**The task:**
Find the lines below holding the word "memory" and copy each of them.

(Stored data entries)
[Start of section]

PR #841, opened 2024-09-14
fix: fail to load ivf_flat(metric = cosine) with DeserializeFromFile

cqy123456:
issue:https://github.com/milvus-io/milvus/issues/36052

When we set IO_FLAG_WITH_NORM = true to read a faiss index,  ArrayInvertedLists will read into a read-only OnDiskInvertedLists. 
OnDiskInvertedLists will mmap all ids and vectors with the index file,  and record the ids and vectors offset in memory. If we use cosine, l1-norms will save in index file and all offsets are wrong.

### DIFF
--- a/thirdparty/faiss/faiss/invlists/OnDiskInvertedLists.cpp
+++ b/thirdparty/faiss/faiss/invlists/OnDiskInvertedLists.cpp
@@ -674,7 +674,25 @@ void OnDiskInvertedLists::set_all_lists_sizes(const size_t* sizes) {
     for (size_t i = 0; i < nlist; i++) {
         lists[i].offset = ofs;
         lists[i].capacity = lists[i].size = sizes[i];
-        ofs += sizes[i] * (sizeof(idx_t) + code_size);
+        if (this->with_norm) {
+            ofs += sizes[i] * (sizeof(idx_t) + code_size + sizeof(float));
+        } else {
+            ofs += sizes[i] * (sizeof(idx_t) + code_size);
+        }
+    }
+}
+
+const float* OnDiskInvertedLists::get_code_norms(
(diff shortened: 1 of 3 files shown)


foxspy (approved):
/lgtm

thirdparty/faiss/faiss/invlists/OnDiskInvertedLists.cpp
```diff
@@ -674,10 +674,33 @@ void OnDiskInvertedLists::set_all_lists_sizes(const size_t* sizes) {
...
+            return nullptr;
+        }
+        return (const float*)(ptr + lists[list_no].offset +
+                            (code_size + sizeof(idx_t)) * lists[list_no].capacity);
+    } else {
+        return nullptr;
     }
 }
 
+void OnDiskInvertedLists::release_code_norms(size_t list_no, const float* codes)
```
alexanderguzhva, line 699: why is it needed to override this method in the provided way?

alexanderguzhva: Just to clarify the question. It seems that the base class has the same implementation as the added one

cqy123456: I thought the behavior in release_code_norms is based on the storage method of InvertedList, so this function is overrided, and this function do nothing like the basic class.

alexanderguzhva: Then I would eliminate it, because it does nothing.
Or I can lgtm the PR, just let me know. :)

liliu-z (approved):
/lgtm

Issue #809, opened 2024-09-03
Refactor knowhere UT


cydrain:
Target:
1. code coverage > 80%
2. runtime for each case < 5s

https://zilliverse.feishu.cn/wiki/S8JtwBcIyiPWYkkdhqdcJalmnM6
Task items:
- [x]  update test_config
- [x]  update test_knowhere_init
- [x]  update test_index_check
- [x]  update test_utils for thread_pool
- [ ]  update test_feder for diskann
- [x]  add ut for index.h / index_node.h / index_node_xxx.h
- [x]  add ut for src/common
- [x]  re-write test_simd
- [ ]  add test for cluster ( @chasingegg )
- [ ]  add test for bruteforce sparse ( @zhengbuqian )
- [ ]  add test for index range search ( @zhengbuqian )
- [ ]  add test for index iterator ( @zhengbuqian )
- [ ]  use trompeloeil to mock index ( @cydrain )

liliu-z:
Let's first introduce some timeout mechanism

PR #850, opened 2024-09-18
Add more unittest for src/common

cydrain:
issue: #809

### DIFF
--- a/tests/ut/test_tracer.cc
+++ b/tests/ut/test_tracer.cc
@@ -9,6 +9,8 @@
 // is distributed on an "AS IS" BASIS, WITHOUT WARRANTIES OR CONDITIONS OF ANY KIND, either express
 // or implied. See the License for the specific language governing permissions and limitations under the License
 
+#include <unistd.h>
+
 #include <memory>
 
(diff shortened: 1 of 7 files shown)


tests/ut/test_tracer.cc
```diff
@@ -22,20 +24,47 @@ using namespace opentelemetry::trace;
...
+        AddEvent("sleep");
+        usleep(2000);
+        span->End();
+        CloseRootSpan();
+    }
+
+    SECTION("check jaeger") {
+        auto config = std::make_shared<TraceConfig>();
+        config->exporter = "jaeger";
+        config->jaegerURL = "http://localhost:14268/api/traces";
```
alexanderguzhva, line 44: would it be possible to add some comments about the URL? Because it is unclear whether a unit test is going to launch a local socket/server that listens on this port. Or, maybe, an external optional tracing server might be used if available.

cydrain: add some comment

cydrain:
Overall coverage rate:
  lines......: 75.1% (4679 of 6230 lines)
  functions..: 58.9% (1004 of 1706 functions)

[End of section]

**Exercise output:**
OnDiskInvertedLists will mmap all ids and vectors with the index file,  and record the ids and vectors offset in memory. If we use cosine, l1-norms will save in index file and all offsets are wrong.
 #include <memory>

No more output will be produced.